TASK GOAL: Report how many lines below contain the word "Changing". Give only the number.

TASK INPUTS:
========

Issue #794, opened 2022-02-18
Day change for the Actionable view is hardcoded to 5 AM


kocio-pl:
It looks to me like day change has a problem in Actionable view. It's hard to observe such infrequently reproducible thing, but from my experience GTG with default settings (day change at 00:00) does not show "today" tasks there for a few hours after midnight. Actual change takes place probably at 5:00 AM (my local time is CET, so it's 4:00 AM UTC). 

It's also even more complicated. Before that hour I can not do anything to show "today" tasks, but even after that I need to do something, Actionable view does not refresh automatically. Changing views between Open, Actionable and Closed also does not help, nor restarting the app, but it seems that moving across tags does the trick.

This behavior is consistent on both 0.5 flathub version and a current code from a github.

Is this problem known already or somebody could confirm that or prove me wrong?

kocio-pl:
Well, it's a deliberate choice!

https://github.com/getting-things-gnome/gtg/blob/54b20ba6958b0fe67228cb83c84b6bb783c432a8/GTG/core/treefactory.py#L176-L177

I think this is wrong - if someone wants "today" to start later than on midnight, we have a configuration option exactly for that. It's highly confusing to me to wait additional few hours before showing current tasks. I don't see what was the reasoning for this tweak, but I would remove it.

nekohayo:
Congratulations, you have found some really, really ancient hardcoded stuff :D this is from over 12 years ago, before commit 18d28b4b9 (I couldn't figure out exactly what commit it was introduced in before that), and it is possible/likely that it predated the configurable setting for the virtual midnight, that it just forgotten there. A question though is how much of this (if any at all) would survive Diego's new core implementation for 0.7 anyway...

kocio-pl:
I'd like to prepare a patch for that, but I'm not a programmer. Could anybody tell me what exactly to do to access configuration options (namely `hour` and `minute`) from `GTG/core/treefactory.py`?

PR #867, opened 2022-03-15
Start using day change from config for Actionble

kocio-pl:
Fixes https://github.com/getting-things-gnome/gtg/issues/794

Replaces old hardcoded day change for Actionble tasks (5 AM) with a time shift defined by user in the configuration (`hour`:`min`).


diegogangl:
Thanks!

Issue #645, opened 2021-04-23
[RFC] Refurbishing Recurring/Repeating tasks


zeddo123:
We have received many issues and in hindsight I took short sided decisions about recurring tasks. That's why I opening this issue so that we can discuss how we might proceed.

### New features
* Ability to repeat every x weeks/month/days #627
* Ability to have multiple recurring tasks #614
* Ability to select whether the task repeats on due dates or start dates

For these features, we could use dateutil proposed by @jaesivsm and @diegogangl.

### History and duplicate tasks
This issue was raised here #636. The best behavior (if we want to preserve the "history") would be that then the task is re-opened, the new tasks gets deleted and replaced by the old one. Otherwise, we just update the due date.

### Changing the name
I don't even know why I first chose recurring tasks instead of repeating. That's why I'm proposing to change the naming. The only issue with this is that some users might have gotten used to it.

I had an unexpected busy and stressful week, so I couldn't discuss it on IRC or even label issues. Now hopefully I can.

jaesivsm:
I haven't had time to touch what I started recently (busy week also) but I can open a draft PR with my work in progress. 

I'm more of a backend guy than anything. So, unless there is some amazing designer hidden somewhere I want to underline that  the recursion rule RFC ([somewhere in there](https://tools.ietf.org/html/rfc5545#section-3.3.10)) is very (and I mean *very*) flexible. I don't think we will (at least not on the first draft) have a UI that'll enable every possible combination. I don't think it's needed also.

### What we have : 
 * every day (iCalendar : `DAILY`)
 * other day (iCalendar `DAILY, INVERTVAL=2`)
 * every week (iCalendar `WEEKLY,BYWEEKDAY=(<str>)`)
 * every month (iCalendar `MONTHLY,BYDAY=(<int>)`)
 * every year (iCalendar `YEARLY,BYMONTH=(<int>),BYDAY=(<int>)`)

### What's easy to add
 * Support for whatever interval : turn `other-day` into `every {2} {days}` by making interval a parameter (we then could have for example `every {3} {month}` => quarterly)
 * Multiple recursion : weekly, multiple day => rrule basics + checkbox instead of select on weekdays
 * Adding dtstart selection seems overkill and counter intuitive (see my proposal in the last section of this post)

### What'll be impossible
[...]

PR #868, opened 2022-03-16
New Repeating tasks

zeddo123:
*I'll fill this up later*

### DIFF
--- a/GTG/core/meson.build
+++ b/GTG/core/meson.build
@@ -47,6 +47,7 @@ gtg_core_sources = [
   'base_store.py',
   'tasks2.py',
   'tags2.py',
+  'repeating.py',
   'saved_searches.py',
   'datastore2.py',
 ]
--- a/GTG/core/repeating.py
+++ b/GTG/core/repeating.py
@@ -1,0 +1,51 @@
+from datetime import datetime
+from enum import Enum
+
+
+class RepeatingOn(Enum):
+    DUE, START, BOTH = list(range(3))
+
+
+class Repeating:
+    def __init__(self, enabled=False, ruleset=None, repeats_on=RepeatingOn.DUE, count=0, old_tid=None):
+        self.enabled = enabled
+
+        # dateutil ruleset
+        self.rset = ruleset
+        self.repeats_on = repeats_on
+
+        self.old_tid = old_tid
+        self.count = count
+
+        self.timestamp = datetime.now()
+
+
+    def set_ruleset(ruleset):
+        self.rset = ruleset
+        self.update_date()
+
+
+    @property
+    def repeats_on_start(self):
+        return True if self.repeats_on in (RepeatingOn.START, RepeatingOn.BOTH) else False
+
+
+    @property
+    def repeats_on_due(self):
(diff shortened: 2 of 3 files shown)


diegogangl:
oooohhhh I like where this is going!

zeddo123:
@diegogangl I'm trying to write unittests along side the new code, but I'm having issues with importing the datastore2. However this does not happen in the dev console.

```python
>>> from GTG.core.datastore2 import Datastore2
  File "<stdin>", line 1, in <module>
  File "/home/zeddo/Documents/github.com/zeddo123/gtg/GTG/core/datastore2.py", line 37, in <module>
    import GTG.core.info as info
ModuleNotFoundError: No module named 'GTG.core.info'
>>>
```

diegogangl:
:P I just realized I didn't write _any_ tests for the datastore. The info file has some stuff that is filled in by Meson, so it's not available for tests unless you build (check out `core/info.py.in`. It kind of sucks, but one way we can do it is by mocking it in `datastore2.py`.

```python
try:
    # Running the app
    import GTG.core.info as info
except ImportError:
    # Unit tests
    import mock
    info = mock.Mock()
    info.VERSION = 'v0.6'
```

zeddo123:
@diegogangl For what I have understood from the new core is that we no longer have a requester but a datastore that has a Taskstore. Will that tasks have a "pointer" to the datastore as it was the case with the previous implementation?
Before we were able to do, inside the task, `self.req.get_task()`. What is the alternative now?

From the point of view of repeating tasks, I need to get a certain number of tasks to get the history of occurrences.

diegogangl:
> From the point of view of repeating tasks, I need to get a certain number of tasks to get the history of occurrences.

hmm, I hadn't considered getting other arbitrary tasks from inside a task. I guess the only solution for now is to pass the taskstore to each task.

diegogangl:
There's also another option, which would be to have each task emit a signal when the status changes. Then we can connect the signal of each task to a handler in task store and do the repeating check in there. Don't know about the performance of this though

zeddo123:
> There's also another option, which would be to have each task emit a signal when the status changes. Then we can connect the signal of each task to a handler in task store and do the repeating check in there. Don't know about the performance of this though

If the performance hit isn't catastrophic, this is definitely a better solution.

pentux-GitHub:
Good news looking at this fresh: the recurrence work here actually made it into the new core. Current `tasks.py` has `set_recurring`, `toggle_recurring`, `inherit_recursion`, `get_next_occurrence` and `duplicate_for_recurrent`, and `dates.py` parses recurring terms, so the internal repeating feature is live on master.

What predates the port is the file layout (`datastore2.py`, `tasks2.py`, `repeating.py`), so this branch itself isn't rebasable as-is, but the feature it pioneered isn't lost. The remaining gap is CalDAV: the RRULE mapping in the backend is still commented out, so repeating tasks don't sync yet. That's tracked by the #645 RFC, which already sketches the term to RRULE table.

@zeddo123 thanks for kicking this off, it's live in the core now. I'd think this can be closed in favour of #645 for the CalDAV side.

========

EXERCISE RESPONSE: 2